Migrant Clinicians Network recently collaborated in a university-sponsored TB screening to determine the effectiveness of using Health Network to manage a cohort of migrant research subjects.  Health Network, a program of Migrant Clinicians Network, is a system for virtual bridge case management and patient navigation. 

Few studies include migrant research subjects due to researchers’ concerns with follow-up with migrants.  For a recent TB infection screening at the University of Arizona, Migrant Clinicians Network contracted with the University of Arizona to provide follow-up services, including database management, tracking, and phone calls, to a cohort of individuals tested for TB Infection utilizing the Health Network system. Health Network fulfilled the study’s goal of providing patient navigation to treatment services and case management to any participant for whom treatment was initiated. After a brief training of the study team, it was agreed that those recruited for TB testing would be directed to a Health Network Associate via telephone to be enrolled in the case management program on the day of testing. Additionally, individuals in the study who initiated treatment because of a discordance between skin testing and Quantiferon results (negative/positive) or concordance of positive results were passed to Health Network associates for follow-up services to assure treatment was maintained. 

On the day of the screening, 18 patients were interviewed by a student member of the research team. They were then directed to Health Network via telephone and a Health Network case file was initiated for each one. Every subject was assigned to a Health Network Associate as a part of the Associate’s follow-up case load. The Associates contacted or attempted to contact each of the subjects to provide him/her with testing outcome information. 

During the course of the study, the researchers identified several issues of concern:: 

  • Poor cell phone signal impeded Health Network Associates’ ability to complete enrollment;
  • Addition of an extra step into the testing day procedure added significantly to the time that the subjects were required to remain at the site
  • Asking inexperienced students to enroll participants in Health Network slowed the process;
  • Limited time to explain to the subjects the benefits and limitations of enrollment in Health Network potentially reduced participation and created unrealistic expectations. 

Of the 18 test subjects:

  • Five subjects did not return to receive skin test results – all but one of these subjects has been contacted by Health Network.
  • Reports were not received by Health Network at the time of enrollment for two of the subjects.
  • Phone numbers were not obtained for two subjects rendering it impossible to follow up with them.
  • Communication has been maintained with nine of the subjects.
  • Four of the subjects expressed an interest in additional participation.
  • One subject requested assistance with a non-TB related health care concern.

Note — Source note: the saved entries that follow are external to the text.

PR #539, opened 2025-07-14
Add github actions sync resolver

### LINKED ISSUE #530: Add Sync Reporter Environment Resolver for GitHub
The sync reporter syncs `vet` data with SafeDep Cloud. This reporter need _optional_ input from the environment such as source (GitHub, Gitlab, Git etc), repository URL, trigger etc. The contract is defined as:

https://github.com/safedep/vet/blob/main/pkg/reporter/sync.go#L33

Currently we are using a default resolver which just returns empty values.

We need to add support for different CI resolvers such as GitHub, Gitlab etc. To start with, let us support only GitHub because thats where our primary user base exist.

Add support for GitHub Action environment resolver based on GitHub Actions default environment variables.

We also need to add a factory function such as `NewSyncReporterEnvironmentResolver` that leverages some heuristic to check if we are running in GitHub Actions, if so, return the GHA environment resolver.

We should fallback to the existing default resolver (No Op) if GHA environment is not detected.

Sahilb315:
Fixes #530


pkg/reporter/github_sync_reporter.go
```diff
@@ -0,0 +1,53 @@
+package reporter
```
abhisek: The file should be named resolver instead of reporter to avoid confusion that it is a reporter of it's own. It's actually not because it just helps sync reporter to resolve runtime info

pkg/reporter/github_sync_reporter.go
```diff
@@ -0,0 +1,53 @@
...
+import (
+	"os"
+
+	controltowerv1pb "buf.build/gen/go/safedep/api/protocolbuffers/go/safedep/messages/controltower/v1"
+	controltowerv1 "buf.build/gen/go/safedep/api/protocolbuffers/go/safedep/services/controltower/v1"
+)
+
+type githubActionResolver struct{}
+
+func GHASyncReporterResolver() SyncReporterEnvResolver {
```
abhisek: Let's name it explicitly as GithubAction... please instead of GHA

pkg/reporter/github_sync_reporter.go
```diff
@@ -0,0 +1,53 @@
...
+	return &githubActionResolver{}
+}
+
```
abhisek: Please add tests. We can easily test by setting environment variables and asserting the resolver to return correct values.

pkg/reporter/sync_test.go
```diff
@@ -111,6 +112,86 @@ func mockDependencyGraph(pkg *models.Package) {
...
+		expectedProjectSource controltowerv1pb.Project_Source
+		expectedProjectUrl    string
+		expectedTrigger       controltowerv1.ToolTrigger
+		expectedGitRef        string
+		expectedGitSha        string
+	}{
+		{
+			name: "should return GitHub Actions values when GITHUB_ACTIONS is set",
+			setupEnv: func() {
+				os.Setenv("GITHUB_ACTIONS", "true")
```
abhisek: Uh oh. Use `t.SetEnv` during test so that the test runner can track and cleanup.

https://pkg.go.dev/testing#B.Setenv

pkg/reporter/sync_test.go
```diff
@@ -111,6 +112,86 @@ func mockDependencyGraph(pkg *models.Package) {
...
+			expectedProjectUrl:    "",
+			expectedGitRef:        "",
+			expectedGitSha:        "",
+		},
+	}
+
+	for _, tt := range tests {
+		t.Run(tt.name, func(t *testing.T) {
+			// Setup test environment
+			tt.setupEnv()
```
abhisek: Just pass `t` to `tt.setupEnv` and use that to set the env. Cleanup is automatic once `t.Run(..)` finishes.

pkg/reporter/sync_test.go
```diff
@@ -111,6 +112,86 @@ func mockDependencyGraph(pkg *models.Package) {
...
+
+			// Cleanup after test
+			defer tt.cleanupEnv()
```
abhisek: This is not required when you use test runner's env utils

abhisek:
@Sahilb315 The tests are failing for this.

Sahilb315:
> @Sahilb315 The tests are failing for this.

Ohh.. they are passing locally but failing here because the env variables are set in the CI/CD runner & can access the variables.

@abhisek Fixed it

abhisek (approved):

PR #543, opened 2025-07-18
Support exclusion patterns for `lockfiles` flag

Sahilb315:
Fixes https://github.com/safedep/vet-action/issues/118

### DIFF
--- a/pkg/readers/common.go
+++ b/pkg/readers/common.go
@@ -1,6 +1,8 @@
 package readers
 
 import (
+	"path/filepath"
+
 	"github.com/bmatcuk/doublestar/v4"
 	"github.com/safedep/vet/pkg/common/logger"
 )
@@ -19,15 +21,30 @@ func newPathExclusionMatcher(exclusions []string) *exclusionMatcher {
 
 func (ex *exclusionMatcher) Match(term string) bool {
 	for _, exclusionPattern := range ex.Exclusions {
-		m, err := doublestar.Match(exclusionPattern, term)
-		if err != nil {
-			logger.Warnf("Invalid path pattern: %s: %v", exclusionPattern, err)
-			continue
-		}
-
-		if m {
+		// Try matching in current form first
+		if m, err := doublestar.Match(exclusionPattern, term); err == nil && m {
 			return true
 		}
+
+		// If term is relative and pattern is absolute, convert term to absolute
+		if !filepath.IsAbs(term) && filepath.IsAbs(exclusionPattern) {
+			if abs, err := filepath.Abs(term); err == nil {
+				if m, err := doublestar.Match(exclusionPattern, abs); err == nil && m {
+					return true
+				}
+			}
+		}
+
+		// If term is absolute and pattern is relative, convert pattern to absolute
+		if filepath.IsAbs(term) && !filepath.IsAbs(exclusionPattern) {
+			if abs, err := filepath.Abs(exclusionPattern); err == nil {
+				if m, err := doublestar.Match(abs, term); err == nil && m {
+					return true
+				}
+			}
+		}
+
+		logger.Debugf("No match for pattern '%s' against '%s'", exclusionPattern, term)
 	}
 
 	return false


abhisek:
@KunalSin9h Can you please test and verify this once since this is a critical flow and we don't want it to break anything

KunalSin9h:
@Sahilb315 
image

should `exclude: *` should work? not something practical, but theoretical. 
:green_circle:  After a checking regex manual, i found that `*` is not a valid `regex`. So we can walk away with it. 

## The linux / unix CLI Problem

This thing is not going to impact `vet-action` or `go test environment` since it not cli environment, but when we use `--exclude pom*` in cli, even before we constrct the regex or match the regex , the unix is already completing the file name (as any linux should do, say `rm temp-file*`, i.e if we use `pom.*` our `scanExclude: [pom.xml]`, 

Say i have 2 manifest `package.json` and `pom.xml` in directory, and i am using this command

```bash
vetbuild scan -v --exclude p* --lockfiles pom.xml
```

The execpted behaviour will be that both files `pom.xml` and `package.json` should be excluded since they both should match `p*` regex. 

But what `linux` will do it treat `p*` as its domain problem (its concern) and autofill it with first value, it will set `--exclude` to `package.json` (see image) i am using `fmt.Println(scanExclude)` in `scan.go`. 

image

The actual behavior will be `pom.xml` will be scanned. 

:skull: So what is happening in `linux` / `unix` (not sure about `windows`) we will **NEVER** going to have a `regex` to our `lockfile-reader.go` it will resole it the cli command itself to some file

### The solution

we have to use `' '` in regex so that the `regex` will be send to `lockfile-reader` 

image


@Sahilb315 what you commended (bellow this comment)

image

It as unexpected behavior. in Linux / UNIX cli environment.

Sahilb315:
> @Sahilb315 
> image
> 
> should `exclude: *` should work? not something practical, but theoretical. 

Is this valid though? Shouldn't it be either `./.*` (meaning exclude anything starting from current dir) or `/.*` (exclude from root)

abhisek:
@KunalSin9h Good though and analysis. But this is a known problem / feature wrt. Unix shell. So `'...'` is generally used to avoid shell globbing. So it should be `vet scan -D /a/b --exclude 'p*.xml'`

But thinking about it, it seems to me we should not use RegEx when it comes to matching exclusion. Instead we should treat the exclusion pattern as path pattern. Example: https://pkg.go.dev/path#Match

So that, it matches `p*.xml` which is probably not a valid XML but a valid path pattern. In fact, when I am writing paths or file names, intuitively I like to use conventional path patterns and not regex.

What do you think @Sahilb315 If you agree, lets go ahead and fix this behaviour, which seems like a bug in our existing code to me. Because in `vet scan -h` I see `--exclude` says `Name patterns` but internally we treat it as regex instead of path patterns.

May be we can extract the function for matching `--exclude` into a common function that can be re-used by both lockfile and dir reader so that we can guarantee consistent behaviour. Also having a common function just makes it easy for us to test. Something like:

```
m := newPathExclusionMatcher(exclusions)
if m.Match(path) {
// skip path
}
```

Test for cases like the below and more:

```
p*.xml
x/**/*.yml
x/b/name*.json
```

Sahilb315:
@abhisek Yes, we can go ahead with this approach. While adding exclusions for lockfiles i was also a bit confused for why are we relying on regex for file pattern matching :sweat_smile:

Sahilb315:
@abhisek Fixed the bug. Please review once

pkg/readers/common.go
```diff
@@ -1,3 +1,51 @@
...
+	for _, exclusionPattern := range ex.Exclusions {
+		// Try matching in current form first
+		if m, err := doublestar.Match(exclusionPattern, term); err == nil && m {
+			return true
+		}
+
+		// If term is relative and pattern is absolute, convert term to absolute
+		if !filepath.IsAbs(term) && filepath.IsAbs(exclusionPattern) {
+			if abs, err := filepath.Abs(term); err == nil {
+				if m, err := doublestar.Match(exclusionPattern, abs); err == nil && m {
```
abhisek, line 32: Can we not use Go path.Match instead of a 3rd party package?

abhisek: Ah! I get it why this is required

pkg/readers/dir_reader.go
```diff
@@ -54,6 +53,8 @@ func (p *directoryReader) ApplicationName() (string, error) {
 func (p *directoryReader) EnumManifests(handler func(*models.PackageManifest,
 	PackageReader) error,
 ) error {
+	exclusionMatcher := newPathExclusionMatcher(p.config.Exclusions)
```
abhisek, line 56: nitpick: For a future cleanup, we can move initializing `exclusionMatcher` in the `NewXXX` function only because this is pretty much initialization.

abhisek (approved):

PR #2044, opened 2022-08-08
ubi9: reinstall systemd package

ktdreyer:
The ubi9 base image deletes `libsystemd` from the `systemd` package. To fix this and reinstate the `libsystemd` shared library, we must reinstall the `systemd` package.

We can revert this change when the ubi9-minimal image does not ship a broken `systemd` package.

Closes: https://bugzilla.redhat.com/show_bug.cgi?id=2114004


ktdreyer:
I've scratch-built an image with this change and I confirmed `/usr/lib/systemd/libsystemd-shared-250.so` is present. Simple commands like `udevadm` do not crash.

guits (approved):

ktdreyer:
I think we need to backport to `stable-7.0`, right?

PR #2041, opened 2022-08-04
base: add sssd-client to NFS-Ganesha packages

BlaineEXE:
In order for NFS-Ganesha to use System Security Services Daemon
(SSSD)[1], it requires the sssd-client packages to be installed. This
should add less than 500 kB to the image.

NFS-Ganesha can use SSSD for user ID management. SSSD supports LDAP,
Active Directory, and FreeIPA. Notably, SSSD is the primary tool used
to allow FreeIPA support.

[1] https://sssd.io

Signed-off-by: Blaine Gardner <blaine.gardner@redhat.com>

Description of your changes:

Which issue is resolved by this Pull Request:
Resolves #

Checklist:
- [ ] Documentation has been updated, if necessary.
- [ ] Pending release notes updated with breaking and/or notable changes, if necessary.

PR #2046, opened 2022-08-09
base: add sssd-client to centos 8 and ubi9 images

BlaineEXE:
The latest Ceph builds don't contain sssd-client along with the
nfs-ganesha packages. The upstream builds are from CentOS 8, which has
overrides defined. Add sssd-client to these overrides as well

Also add the package to the RHEL-based ubi9.

Signed-off-by: Blaine Gardner <blaine.gardner@redhat.com>

Description of your changes:

Resolves #

Checklist:

### DIFF
--- a/ceph-releases/ALL/centos/8/daemon-base/__GANESHA_PACKAGES__
+++ b/ceph-releases/ALL/centos/8/daemon-base/__GANESHA_PACKAGES__
@@ -1,1 +1,0 @@
-nfs-ganesha nfs-ganesha-ceph nfs-ganesha-rgw nfs-ganesha-rados-grace nfs-ganesha-rados-urls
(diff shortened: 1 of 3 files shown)


ktdreyer:
It's unclear to me why these files are different than what you've already updated in https://github.com/ceph/ceph-container/pull/2041 . Maybe that difference is accidental, and we could reconcile them.

BlaineEXE:
> It's unclear to me why these files are different than what you've already updated in #2041 . Maybe that difference is accidental, and we could reconcile them.

I assumed it was for some particular reason. The two files in this PR (that override the file I updated in #2041) add the package `nfs-ganesha-rados-urls`. The summary for the package says `This package contains the libganesha_rados_urls library used for handling RADOS URL configurations.`.

guits:
It seems to be some legacies or a leftover from a refactor.

I think we should just keep e875a2fdf678918ae9ab58c4617340fd6f58cb5a and drop 193a961a1aa41fb10d7fdec7ecf062ee6135f0bc from this PR.

BlaineEXE:
Done. Thanks @guits

guits (approved):

ktdreyer:
Excellent, thanks @BlaineEXE and @guits

PR #2058, opened 2022-08-31
build: Prevent `error: db5 error` errors

djgalloway:
https://access.redhat.com/solutions/6962401
https://access.redhat.com/solutions/5884221

Passed: https://jenkins.ceph.com/job/ceph-dev-container-only/ARCH=x86_64,AVAILABLE_ARCH=x86_64,AVAILABLE_DIST=centos8,DIST=centos8,MACHINE_SIZE=gigantic/10/console

### DIFF
--- a/ceph-releases/ALL/centos/daemon-base/__DOCKERFILE_INSTALL__
+++ b/ceph-releases/ALL/centos/daemon-base/__DOCKERFILE_INSTALL__
@@ -88,4 +88,6 @@ bash -c ' \
     yum copr enable -y tchaikov/python-scikit-learn ; \
     yum copr enable -y tchaikov/python3-asyncssh ; \
   fi ' && \
+systemctl stop packagekit.service ; \
+rm -f /sysroot/var/lib/rpm/__db00* ; \
 yum install -y --setopt=install_weak_deps=False __CEPH_BASE_PACKAGES__


tchaikov (approved):

dsavineau:
systemd isn't running within the container so the `systemctl stop packagekit.service` command doesn't make sense in the Dockerfile.
You can see this from the logs:

```console
System has not been booted with systemd as init system (PID 1). Can't operate.
Failed to connect to bus: Host is down
```

Also the `/sysroot` directory doesn't exist with the container image so the `rm -f` command fails silently due to the force option

```console
STEP 3: RUN rm /sysroot/var/lib/rpm/__db00*
rm: cannot remove '/sysroot/var/lib/rpm/__db00*': No such file or directory
```

Even with this change, the db5 error is still present in the jenkins log https://jenkins.ceph.com/job/ceph-dev-container-only/ARCH=x86_64,AVAILABLE_ARCH=x86_64,AVAILABLE_DIST=centos8,DIST=centos8,MACHINE_SIZE=gigantic/10/console

```console
error: db5 error(-30969) from dbenv->open: BDB0091 DB_VERSION_MISMATCH: Database environment version mismatch
error: cannot open Packages index using db5 -  (-30969)
error: cannot open Packages database in /var/lib/rpm
```

Because this is coming just after the update command while the change is done later.

Also note that this db5 error isn't blocking the container build.

djgalloway:
https://github.com/ceph/ceph-container/pull/2059

djgalloway:
Shoot, I don't even know how `/sysroot` got in there.

If that error isn't fatal though, we can revert this anyway.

Due to the limited size of the cohort, other efforts to demonstrate the effectiveness of using Health Network to manage a cohort of migrant research subjects are required. However, the continuing success in communicating with the participants gives strong support to the belief that migration does not limit participation in research that can aid significantly in the understanding of the health concerns of migrants and the development of effective interventions.